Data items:
+ + + + + + +

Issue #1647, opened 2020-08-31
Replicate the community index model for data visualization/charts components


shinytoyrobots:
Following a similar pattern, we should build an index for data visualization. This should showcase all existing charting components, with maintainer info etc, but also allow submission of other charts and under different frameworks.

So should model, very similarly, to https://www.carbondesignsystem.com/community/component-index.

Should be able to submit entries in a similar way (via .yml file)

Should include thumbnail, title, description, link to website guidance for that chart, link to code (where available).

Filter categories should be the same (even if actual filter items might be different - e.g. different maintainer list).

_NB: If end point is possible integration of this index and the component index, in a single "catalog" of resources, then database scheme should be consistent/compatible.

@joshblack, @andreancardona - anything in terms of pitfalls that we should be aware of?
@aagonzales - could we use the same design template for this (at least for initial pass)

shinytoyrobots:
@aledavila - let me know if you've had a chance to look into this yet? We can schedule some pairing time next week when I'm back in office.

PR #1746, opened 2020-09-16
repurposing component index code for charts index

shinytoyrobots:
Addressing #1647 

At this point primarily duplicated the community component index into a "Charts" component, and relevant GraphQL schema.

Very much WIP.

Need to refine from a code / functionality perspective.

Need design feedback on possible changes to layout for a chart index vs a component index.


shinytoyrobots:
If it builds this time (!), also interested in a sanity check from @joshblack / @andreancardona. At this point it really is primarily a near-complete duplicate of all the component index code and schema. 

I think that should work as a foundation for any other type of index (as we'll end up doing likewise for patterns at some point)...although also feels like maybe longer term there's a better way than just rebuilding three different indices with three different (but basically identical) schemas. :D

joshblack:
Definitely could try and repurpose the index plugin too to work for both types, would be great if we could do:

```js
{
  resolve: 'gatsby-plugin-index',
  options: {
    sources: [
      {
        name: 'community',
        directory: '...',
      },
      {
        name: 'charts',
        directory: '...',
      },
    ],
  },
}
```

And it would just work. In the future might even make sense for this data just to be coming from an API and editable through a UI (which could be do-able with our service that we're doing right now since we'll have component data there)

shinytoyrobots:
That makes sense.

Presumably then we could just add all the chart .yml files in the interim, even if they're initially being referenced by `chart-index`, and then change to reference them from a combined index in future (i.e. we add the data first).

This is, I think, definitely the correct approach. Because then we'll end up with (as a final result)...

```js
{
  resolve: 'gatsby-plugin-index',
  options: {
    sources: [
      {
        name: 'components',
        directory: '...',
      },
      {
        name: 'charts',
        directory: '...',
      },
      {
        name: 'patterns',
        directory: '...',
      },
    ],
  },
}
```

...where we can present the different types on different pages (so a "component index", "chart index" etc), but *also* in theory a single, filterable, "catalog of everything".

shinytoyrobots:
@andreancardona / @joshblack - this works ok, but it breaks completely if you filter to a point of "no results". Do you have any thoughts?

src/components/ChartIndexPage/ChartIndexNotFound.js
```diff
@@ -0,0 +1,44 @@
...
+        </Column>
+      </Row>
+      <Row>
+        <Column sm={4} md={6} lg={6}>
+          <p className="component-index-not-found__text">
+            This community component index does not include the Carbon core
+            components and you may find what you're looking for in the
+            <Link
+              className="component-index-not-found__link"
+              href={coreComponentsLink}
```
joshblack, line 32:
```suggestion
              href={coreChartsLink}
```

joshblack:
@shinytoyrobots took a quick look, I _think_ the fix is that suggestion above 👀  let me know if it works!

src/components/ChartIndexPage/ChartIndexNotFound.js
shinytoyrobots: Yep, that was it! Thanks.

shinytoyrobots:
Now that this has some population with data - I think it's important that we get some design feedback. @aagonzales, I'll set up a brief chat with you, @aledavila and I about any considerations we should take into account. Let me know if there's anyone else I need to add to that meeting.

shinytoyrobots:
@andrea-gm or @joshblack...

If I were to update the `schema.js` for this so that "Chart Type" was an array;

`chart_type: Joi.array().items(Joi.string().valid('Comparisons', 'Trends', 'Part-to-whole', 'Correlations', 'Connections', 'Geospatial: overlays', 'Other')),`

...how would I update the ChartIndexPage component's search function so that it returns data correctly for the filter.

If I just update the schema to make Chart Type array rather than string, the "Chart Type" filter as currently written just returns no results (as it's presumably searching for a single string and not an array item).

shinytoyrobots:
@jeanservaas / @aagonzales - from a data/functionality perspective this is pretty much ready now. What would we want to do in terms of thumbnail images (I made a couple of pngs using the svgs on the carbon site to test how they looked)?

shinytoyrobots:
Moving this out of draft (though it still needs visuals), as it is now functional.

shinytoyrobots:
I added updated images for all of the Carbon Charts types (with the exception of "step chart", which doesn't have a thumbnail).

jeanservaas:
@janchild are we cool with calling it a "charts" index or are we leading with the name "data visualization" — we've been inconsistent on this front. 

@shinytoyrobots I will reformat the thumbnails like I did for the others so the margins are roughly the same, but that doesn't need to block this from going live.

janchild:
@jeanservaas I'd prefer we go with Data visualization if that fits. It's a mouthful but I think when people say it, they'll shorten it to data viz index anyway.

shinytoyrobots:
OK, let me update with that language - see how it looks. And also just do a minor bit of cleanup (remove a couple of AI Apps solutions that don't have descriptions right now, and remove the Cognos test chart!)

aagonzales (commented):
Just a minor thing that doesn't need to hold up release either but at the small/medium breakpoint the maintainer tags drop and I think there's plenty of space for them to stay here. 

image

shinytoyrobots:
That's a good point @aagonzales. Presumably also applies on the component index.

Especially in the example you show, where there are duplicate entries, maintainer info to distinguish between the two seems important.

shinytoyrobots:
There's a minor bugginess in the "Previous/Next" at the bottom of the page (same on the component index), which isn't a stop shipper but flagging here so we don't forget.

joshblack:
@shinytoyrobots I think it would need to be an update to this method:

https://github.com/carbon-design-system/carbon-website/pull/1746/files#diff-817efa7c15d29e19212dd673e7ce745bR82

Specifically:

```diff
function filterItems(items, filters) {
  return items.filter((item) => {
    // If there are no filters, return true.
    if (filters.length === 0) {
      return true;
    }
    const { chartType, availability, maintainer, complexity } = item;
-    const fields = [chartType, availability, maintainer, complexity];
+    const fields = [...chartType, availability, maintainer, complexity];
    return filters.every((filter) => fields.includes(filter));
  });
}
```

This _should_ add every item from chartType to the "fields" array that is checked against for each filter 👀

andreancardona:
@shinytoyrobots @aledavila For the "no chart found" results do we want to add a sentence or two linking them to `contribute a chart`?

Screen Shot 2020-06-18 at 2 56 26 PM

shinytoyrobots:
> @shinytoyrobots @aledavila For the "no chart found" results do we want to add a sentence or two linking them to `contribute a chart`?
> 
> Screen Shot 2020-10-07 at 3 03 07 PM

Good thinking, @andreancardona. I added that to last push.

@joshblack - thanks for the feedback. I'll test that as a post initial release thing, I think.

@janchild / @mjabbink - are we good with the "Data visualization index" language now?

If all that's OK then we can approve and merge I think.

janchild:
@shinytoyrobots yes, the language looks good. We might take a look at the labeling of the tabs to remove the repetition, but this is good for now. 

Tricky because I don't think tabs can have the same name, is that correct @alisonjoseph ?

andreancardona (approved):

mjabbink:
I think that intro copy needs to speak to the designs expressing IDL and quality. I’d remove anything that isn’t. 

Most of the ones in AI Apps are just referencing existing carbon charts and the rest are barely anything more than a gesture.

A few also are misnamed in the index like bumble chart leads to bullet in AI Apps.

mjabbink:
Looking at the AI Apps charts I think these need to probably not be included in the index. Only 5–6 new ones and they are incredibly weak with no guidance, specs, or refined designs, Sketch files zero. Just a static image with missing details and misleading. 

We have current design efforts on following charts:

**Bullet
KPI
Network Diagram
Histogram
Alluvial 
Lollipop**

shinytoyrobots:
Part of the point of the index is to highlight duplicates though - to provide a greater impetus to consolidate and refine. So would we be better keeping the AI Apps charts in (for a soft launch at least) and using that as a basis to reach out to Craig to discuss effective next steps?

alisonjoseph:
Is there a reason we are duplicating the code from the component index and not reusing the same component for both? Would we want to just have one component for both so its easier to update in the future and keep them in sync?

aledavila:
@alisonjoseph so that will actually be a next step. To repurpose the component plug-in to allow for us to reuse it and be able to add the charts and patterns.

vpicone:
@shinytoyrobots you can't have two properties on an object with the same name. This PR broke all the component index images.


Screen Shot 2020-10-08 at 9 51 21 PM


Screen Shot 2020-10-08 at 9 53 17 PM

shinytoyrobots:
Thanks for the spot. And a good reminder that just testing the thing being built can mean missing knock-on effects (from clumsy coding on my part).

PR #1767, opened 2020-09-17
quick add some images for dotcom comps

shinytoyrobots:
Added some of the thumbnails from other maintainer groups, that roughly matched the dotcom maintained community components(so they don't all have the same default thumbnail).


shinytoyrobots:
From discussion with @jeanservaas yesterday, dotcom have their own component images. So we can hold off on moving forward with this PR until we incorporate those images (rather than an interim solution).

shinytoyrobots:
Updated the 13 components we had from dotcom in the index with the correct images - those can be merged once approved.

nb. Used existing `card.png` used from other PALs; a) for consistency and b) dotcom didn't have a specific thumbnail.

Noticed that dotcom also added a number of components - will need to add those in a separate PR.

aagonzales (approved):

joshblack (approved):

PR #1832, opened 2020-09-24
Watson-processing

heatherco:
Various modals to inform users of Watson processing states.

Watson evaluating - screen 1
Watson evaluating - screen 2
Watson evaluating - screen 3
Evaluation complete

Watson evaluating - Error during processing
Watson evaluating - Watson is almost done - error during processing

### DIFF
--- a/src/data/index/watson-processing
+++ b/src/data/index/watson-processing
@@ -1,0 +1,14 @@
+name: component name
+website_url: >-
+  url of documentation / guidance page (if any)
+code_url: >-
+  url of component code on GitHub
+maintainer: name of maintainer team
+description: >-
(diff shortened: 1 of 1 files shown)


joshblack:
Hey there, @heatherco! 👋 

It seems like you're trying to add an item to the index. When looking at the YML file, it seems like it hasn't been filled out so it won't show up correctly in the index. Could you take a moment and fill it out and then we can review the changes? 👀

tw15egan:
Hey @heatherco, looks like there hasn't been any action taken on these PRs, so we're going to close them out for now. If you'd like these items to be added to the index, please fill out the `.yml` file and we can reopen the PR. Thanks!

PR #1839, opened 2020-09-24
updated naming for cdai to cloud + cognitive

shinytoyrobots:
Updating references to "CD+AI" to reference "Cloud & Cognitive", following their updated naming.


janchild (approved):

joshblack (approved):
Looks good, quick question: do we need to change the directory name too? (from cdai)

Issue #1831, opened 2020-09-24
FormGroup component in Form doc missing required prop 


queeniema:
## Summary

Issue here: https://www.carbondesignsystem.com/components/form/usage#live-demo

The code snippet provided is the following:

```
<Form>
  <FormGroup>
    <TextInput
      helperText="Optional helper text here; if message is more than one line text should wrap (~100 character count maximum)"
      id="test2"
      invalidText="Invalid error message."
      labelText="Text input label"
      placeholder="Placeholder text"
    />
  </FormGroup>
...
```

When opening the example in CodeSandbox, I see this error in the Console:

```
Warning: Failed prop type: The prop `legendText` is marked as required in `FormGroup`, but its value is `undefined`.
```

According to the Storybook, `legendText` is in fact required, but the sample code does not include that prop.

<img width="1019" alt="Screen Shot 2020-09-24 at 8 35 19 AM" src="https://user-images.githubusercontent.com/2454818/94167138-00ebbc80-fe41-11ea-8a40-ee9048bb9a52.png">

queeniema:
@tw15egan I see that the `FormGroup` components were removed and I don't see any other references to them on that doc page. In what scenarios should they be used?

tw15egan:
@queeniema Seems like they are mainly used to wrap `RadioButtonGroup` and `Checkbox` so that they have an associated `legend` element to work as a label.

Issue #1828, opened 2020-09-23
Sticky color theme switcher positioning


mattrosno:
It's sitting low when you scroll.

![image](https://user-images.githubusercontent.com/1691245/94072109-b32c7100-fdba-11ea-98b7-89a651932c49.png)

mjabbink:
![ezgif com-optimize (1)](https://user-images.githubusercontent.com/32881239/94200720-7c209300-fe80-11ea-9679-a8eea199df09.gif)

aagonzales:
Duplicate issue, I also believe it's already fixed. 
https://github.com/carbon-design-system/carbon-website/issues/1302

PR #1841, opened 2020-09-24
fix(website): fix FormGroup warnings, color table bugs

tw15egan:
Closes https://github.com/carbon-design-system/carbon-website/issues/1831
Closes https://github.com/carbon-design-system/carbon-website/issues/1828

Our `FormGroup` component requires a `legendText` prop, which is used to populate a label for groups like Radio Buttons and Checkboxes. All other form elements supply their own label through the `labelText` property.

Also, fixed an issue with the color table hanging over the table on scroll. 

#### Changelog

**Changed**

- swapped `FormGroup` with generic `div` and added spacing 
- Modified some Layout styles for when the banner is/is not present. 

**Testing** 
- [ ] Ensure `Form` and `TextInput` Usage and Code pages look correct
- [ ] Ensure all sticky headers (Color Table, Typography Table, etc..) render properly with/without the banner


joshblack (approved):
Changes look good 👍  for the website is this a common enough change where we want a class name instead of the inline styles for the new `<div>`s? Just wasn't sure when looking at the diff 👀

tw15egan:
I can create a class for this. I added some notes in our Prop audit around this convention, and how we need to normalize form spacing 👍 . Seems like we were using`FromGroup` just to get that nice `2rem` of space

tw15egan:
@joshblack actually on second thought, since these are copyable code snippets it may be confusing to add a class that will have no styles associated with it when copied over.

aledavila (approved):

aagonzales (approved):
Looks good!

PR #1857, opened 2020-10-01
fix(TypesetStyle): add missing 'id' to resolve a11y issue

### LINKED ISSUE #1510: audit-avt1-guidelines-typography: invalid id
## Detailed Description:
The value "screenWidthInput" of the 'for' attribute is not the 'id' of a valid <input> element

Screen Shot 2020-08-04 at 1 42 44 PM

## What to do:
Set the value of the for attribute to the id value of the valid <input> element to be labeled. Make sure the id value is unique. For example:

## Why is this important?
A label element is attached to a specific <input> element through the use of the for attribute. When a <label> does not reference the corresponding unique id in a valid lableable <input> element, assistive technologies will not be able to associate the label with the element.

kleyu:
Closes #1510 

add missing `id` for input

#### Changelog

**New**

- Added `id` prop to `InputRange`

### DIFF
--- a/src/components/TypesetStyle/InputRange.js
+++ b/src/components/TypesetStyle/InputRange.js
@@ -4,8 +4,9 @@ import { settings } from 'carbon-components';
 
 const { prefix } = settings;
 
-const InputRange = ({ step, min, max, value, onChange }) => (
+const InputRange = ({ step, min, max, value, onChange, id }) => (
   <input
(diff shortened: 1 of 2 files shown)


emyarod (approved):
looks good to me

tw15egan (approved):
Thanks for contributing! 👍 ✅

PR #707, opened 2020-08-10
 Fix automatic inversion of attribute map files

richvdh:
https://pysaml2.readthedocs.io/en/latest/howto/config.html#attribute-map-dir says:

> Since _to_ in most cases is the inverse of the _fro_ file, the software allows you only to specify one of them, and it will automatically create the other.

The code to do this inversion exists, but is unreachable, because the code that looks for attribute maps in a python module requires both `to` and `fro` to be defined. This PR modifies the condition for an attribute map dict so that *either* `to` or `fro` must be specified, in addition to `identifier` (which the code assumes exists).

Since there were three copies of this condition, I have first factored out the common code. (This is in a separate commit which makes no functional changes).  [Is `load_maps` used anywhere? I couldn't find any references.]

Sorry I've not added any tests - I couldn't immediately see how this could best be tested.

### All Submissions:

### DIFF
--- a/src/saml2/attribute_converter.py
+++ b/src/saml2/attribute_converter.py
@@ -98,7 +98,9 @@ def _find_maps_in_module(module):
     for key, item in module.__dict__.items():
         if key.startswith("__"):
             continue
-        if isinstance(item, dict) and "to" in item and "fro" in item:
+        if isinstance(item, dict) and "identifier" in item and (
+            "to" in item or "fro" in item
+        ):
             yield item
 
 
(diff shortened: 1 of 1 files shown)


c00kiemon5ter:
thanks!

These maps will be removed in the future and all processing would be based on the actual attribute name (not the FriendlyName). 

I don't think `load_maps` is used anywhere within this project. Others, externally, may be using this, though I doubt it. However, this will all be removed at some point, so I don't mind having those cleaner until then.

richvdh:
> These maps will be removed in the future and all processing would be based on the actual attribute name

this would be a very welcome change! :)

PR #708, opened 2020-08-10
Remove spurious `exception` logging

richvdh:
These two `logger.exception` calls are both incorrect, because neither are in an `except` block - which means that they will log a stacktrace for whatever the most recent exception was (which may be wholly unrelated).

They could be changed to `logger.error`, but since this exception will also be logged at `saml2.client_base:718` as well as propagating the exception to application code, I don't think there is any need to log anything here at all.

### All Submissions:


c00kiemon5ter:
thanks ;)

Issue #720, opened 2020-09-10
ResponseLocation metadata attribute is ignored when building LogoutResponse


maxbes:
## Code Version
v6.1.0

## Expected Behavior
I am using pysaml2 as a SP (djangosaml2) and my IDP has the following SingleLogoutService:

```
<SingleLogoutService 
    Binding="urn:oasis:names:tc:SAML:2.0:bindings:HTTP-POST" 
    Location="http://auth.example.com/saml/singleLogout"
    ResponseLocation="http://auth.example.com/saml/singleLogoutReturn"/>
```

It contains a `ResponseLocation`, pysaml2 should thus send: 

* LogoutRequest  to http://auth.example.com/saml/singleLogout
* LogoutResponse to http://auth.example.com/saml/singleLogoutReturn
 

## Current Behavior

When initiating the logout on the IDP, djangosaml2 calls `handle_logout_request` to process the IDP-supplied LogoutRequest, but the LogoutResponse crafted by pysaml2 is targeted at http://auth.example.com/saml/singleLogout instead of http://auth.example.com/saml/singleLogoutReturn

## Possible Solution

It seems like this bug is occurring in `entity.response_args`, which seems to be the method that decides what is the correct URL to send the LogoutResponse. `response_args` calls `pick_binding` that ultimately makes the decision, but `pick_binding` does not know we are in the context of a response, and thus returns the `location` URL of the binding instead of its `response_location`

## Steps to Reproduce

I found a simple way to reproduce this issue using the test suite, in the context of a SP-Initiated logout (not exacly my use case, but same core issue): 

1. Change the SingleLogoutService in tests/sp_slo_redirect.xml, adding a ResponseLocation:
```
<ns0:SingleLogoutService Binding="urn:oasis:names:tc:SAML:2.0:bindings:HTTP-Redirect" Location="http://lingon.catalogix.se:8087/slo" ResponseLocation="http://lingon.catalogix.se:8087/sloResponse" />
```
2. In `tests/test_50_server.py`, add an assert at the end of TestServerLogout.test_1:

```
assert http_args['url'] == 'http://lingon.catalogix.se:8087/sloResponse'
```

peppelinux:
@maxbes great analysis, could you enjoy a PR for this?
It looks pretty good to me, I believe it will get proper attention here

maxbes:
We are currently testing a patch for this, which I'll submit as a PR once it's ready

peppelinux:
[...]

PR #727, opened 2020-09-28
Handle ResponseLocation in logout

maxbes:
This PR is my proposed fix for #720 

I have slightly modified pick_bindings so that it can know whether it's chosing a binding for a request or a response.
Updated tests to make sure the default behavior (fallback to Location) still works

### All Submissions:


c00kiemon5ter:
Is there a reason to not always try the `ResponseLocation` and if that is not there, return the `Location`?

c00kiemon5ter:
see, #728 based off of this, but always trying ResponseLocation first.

+ + + + + + +

Only the lines with the string "approved" are wanted; pick them out of the records above and copy them.

andreancardona (approved):
Updated the 13 components we had from dotcom in the index with the correct images - those can be merged once approved.
aagonzales (approved):
joshblack (approved):
janchild (approved):
joshblack (approved):
joshblack (approved):
aledavila (approved):
aagonzales (approved):
emyarod (approved):
tw15egan (approved):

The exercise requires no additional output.